Weak elasticity and thinness are two distinct conditions that can affect your skin. Weak elasticity is frequently a symptom of moderate or severe dehydration, while potential causes of thin skin include advancing age and excessive exposure to sunlight. You may also develop changes in skin elasticity and thickness as symptoms of a group of genetic disorders known collectively as Ehlers-Danlos syndrome, or EDS.
Loss of normal skin elasticity, also called normal skin turgor, commonly occurs when you lose 10 percent or more of your body fluid, according to the U.S. National Library of Medicine’s Medline Plus. Potential underlying causes of fluid loss include vomiting, diarrhea, decreased fluid intake and heat stroke, which occurs when you sweat excessively while failing to maintain a proper fluid intake. You may also experience weakened skin elasticity after losing extreme amounts of weight or as a symptom of diabetes.
Age-related thin skin develops in combination with a loss of the fatty layer that normally protects your blood vessels, according to the Mayo Clinic. Sun exposure-related thin skin develops when sunlight degrades elastin fibers and collagen in the layer of your skin called the dermis. Additional potential causes of thin skin include genetic predisposition and prolonged use of medications such as topical or oral corticosteroids. You may also develop abnormally thin skin if you have certain bleeding disorders or the dangerous buildup of abnormal proteins associated with the condition called amyloidosis.

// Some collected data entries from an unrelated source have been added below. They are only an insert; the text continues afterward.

PR #1046, opened 2026-07-20
QemuHCK: add --discard-granularity CLI option for virtio-blk-pci

elizashurov:
Add a --discard-granularity flag (plain byte count or K/M/G suffix, e.g. 4096, 4K, 256K, 32M). 
Sets discard=unmap on the drive and discard_granularity on the virtio-blk-pci device.
The value is converted to raw bytes before it reaches the QEMU command line.

### DIFF
--- a/lib/setupmanagers/qemuhck/qemu_machine.rb
+++ b/lib/setupmanagers/qemuhck/qemu_machine.rb
@@ -307,7 +307,6 @@ module AutoHCK
       @states_config.each { |name, state| apply_state name, state }
       apply_drive_aio_state
       validate_drive_aio_state
-
       apply_cpu_options_config
     end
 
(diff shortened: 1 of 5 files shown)


lib/setupmanagers/qemuhck/qemu_machine.rb
```diff
@@ -386,7 +410,9 @@ def options_replacement_map
         '@device_extra_param@' => @device_extra_param.join,
         '@iommu_device_param@' => device_iommu_device_param.join,
         '@cpu_options@' => @cpu_options.join(','),
-        '@drive_cache_options@' => @drive_cache_options.join
+        '@drive_cache_options@' => @drive_cache_options.join,
+        '@drive_discard_param@' => @drive_discard_param.join,
+        '@blk_discard_granularity_param@' => @blk_discard_granularity_param.join
```
kostyanf14: do we really need `@drive_discard_param` and `@blk_discard_granularity_param`? 
We set it only in one place. Maybe go with logic like for viomem (see `def memory_replacement_map`). Create an extra function that will add `,discard=unmap` based on option_config?

elizashurov: Agreed, refactored.

kostyanf14 (approved):

PR #1053, opened 2026-07-21
Add @test_netdev_id@ placeholder and QMP argument substitution

elizashurov:


lib/setupmanagers/qemuhck/qemu_machine.rb
```diff
@@ -364,7 +364,10 @@ def machine_replacement_map
     end
 
     def replacement_map
-      ReplacementMap.new(machine_replacement_map, { '@client_id@' => @client_id })
+      ReplacementMap.new(@project.project_replacement_map, machine_replacement_map, {
+                           '@client_id@' => @client_id,
+                           '@test_netdev_id@' => @nm.test_device_ifname
```
kostyanf14, line 369: is `ifname` =  `id`? I always think `ifname` is not `id`

lib/auxiliary/command_execution_manager.rb
```diff
@@ -231,6 +233,28 @@ def execute_qmp_wait_event(command_info)
...
+    end
+
+    sig { params(value: T.untyped, replacement: ReplacementMap).returns(T.untyped) }
+    def replace_qmp_value(value, replacement)
+      case value
+      when String then replacement.replace(value)
+      when Hash then replace_qmp_arguments(value, replacement)
+      when Array then value.map { |v| replace_qmp_value(v, replacement) }
+      else value
+      end
```
kostyanf14: Let's extend `ReplacementMap` to support different value types
Just extend the `ReplacementMap::replace` function

elizashurov: done

lib/setupmanagers/qemuhck/qemu_machine.rb
elizashurov: The netdev's id is set to `@net_if_name@ ` (same value used for `ifname`)
See here: https://github.com/HCK-CI/AutoHCK/blob/master/lib/setupmanagers/qemuhck/devices/virtio-net-pci.json#L6C36-L6C47

lib/auxiliary/replacement_map.rb
```diff
@@ -41,7 +51,7 @@ def [](key)
     def create_cmd(str)
       result = str.to_s
       @hash.each do |k, v|
-        result = result.gsub(k) { v.shellescape }
+        result = result.gsub(k) { v.to_s.shellescape }
```
kostyanf14, line 54: any reason for to_s there?

kostyanf14 (approved):

lib/auxiliary/replacement_map.rb
elizashurov: @kostyanf14 Because  `replace` now keeps non-strings (e.g integers) as is, we need` .to_s` before .shellescape to avoid errors.

PR #1057, opened 2026-07-22
Add incremental dev id for virtio-blk-pci.json

jamepark4:
Building on the work from [1], updated storage_manager with a dev_id that increments on `device_command_info` call. Similar to [1], update the replacement_map function in `qemu_machine` to also include the formatted device id added to storage_manager. Lastly included new id value in `virtio-blk-pci.json` definition. Tested this downstream against a testcase that also analyzes for configuration properties from the virtio-blk device.

[1] [https://github.com/HCK-CI/AutoHCK/pull/1053](https://github.com/HCK-CI/AutoHCK/pull/1053)


kostyanf14:
ok to test

kostyanf14 (approved):

PR #1066, opened 2026-07-28
QMP: support waiting for multiple alternative events

elizashurov:
qmp_wait_event's event field now also accepts an array of names, returning as soon as any one of them is seen (e.g. pvpanic may emit either GUEST_PANICKED or GUEST_CRASHLOADED).

### DIFF
--- a/lib/auxiliary/command_execution_manager.rb
+++ b/lib/auxiliary/command_execution_manager.rb
@@ -208,10 +208,11 @@ module AutoHCK
       outputs
     end
 
-    sig { params(event: String, machine_name: String, timeout: Integer).returns(T.untyped) }
-    def run_qmp_wait_event(event, machine_name, timeout)
-      @logger.info("Waiting for QMP event '#{event}' on #{machine_name} (timeout: #{timeout}s)")
-      response = @project.setup_manager.wait_for_hypervisor_client_event(machine_name, event, timeout: timeout)
+    sig { params(events: T::Array[String], machine_name: String, timeout: Integer).returns(T.untyped) }
+    def run_qmp_wait_event(events, machine_name, timeout)
+      events_desc = events.join("' or '")
+      @logger.info("Waiting for QMP event '#{events_desc}' on #{machine_name} (timeout: #{timeout}s)")
+      response = @project.setup_manager.wait_for_hypervisor_client_event(machine_name, events, timeout: timeout)
       @logger.debug("QMP event received: #{response.inspect}")
 
       response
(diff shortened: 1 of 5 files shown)


lib/models/command_info.rb
```diff
@@ -53,7 +53,9 @@ class QmpCommandConfig < T::Struct
     class QmpWaitEventConfig < T::Struct
       extend T::Sig
 
-      const :event, String
+      # A single event name, or a list of names to wait for whichever
+      # occurs first (e.g. a device that may emit either one).
+      const :event, T.any(String, T::Array[String])
```
kostyanf14: `T::Array[String]` only. We can rewrite a few tests that already exist, but this will simplify the code.

lib/setupmanagers/qemuhck/qmp.rb
```diff
@@ -38,25 +38,37 @@ def run_cmd(cmd, arguments = nil)
...
+            return response if accepted.include?(response[name])
 
             @events << response if response.key?('event')
             raise(QMPError, response['error'].to_s) if response.key?('error')
           end
         end
       end
 
-      private
-
```
kostyanf14, line 59: why drop private?

elizashurov: I moved private up above above `find_cached_event`

lib/models/command_info.rb
elizashurov: Ok

lib/auxiliary/command_execution_manager.rb
```diff
@@ -208,9 +208,10 @@ def execute_qmp_command(command_info, replacement)
       outputs
     end
 
-    sig { params(event: String, machine_name: String, timeout: Integer).returns(T.untyped) }
+    sig { params(event: T::Array[String], machine_name: String, timeout: Integer).returns(T.untyped) }
```
kostyanf14: event**S** - just because we expect array

lib/models/command_info.rb
```diff
@@ -53,7 +53,9 @@ class QmpCommandConfig < T::Struct
     class QmpWaitEventConfig < T::Struct
       extend T::Sig
 
-      const :event, String
+      # List of event names to wait for; returns as soon as any one of
+      # them occurs (e.g. a device that may emit either one).
+      const :event, T::Array[String]
```
kostyanf14: event**S** - just because we expect array

kostyanf14 (approved):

You can develop both weakened and thin skin as a consequence of destructive changes in connective tissue associated with the various forms of EDS, according to the Arthritis Foundation. In classical EDS, you may develop skin that tears or bruises easily, as well as excessively stretchy skin. You may also experience excessively stretchy skin if you develop the rare form of EDS called arthrochalasia. In vascular EDS, you may develop skin that is thin enough to appear translucent. In the rare form of EDS called dermatosparaxis, you may develop severely fragile skin in combination with a marked loss of skin elasticity.
Diagnosis and Treatment
Your doctor can detect changes in your skin elasticity by momentarily grasping skin on your lower arm or abdomen, as well as the skin on the backs of your hands, Medline Plus reports. If your skin does not rapidly return to normal once released, some form of weakness is present. Your doctor can then uncover and treat the underlying causes of your condition. Although thin skin does not necessarily indicate the presence of medically significant changes, you should consult your doctor for a proper examination and diagnosis, the Mayo Clinic notes.
Treatments for EDS typically focus on the prevention of complications and injuries, the Arthritis Foundation reports. If you have any form of this syndrome, your doctor may recommend steps that include avoidance of activities likely to cause injuries, sun protection and fall prevention methods such as clearing walkways and entrances in your home. If you require surgery, your doctor may repair the resulting incisions with surgical tape or glue rather than traditional stitches.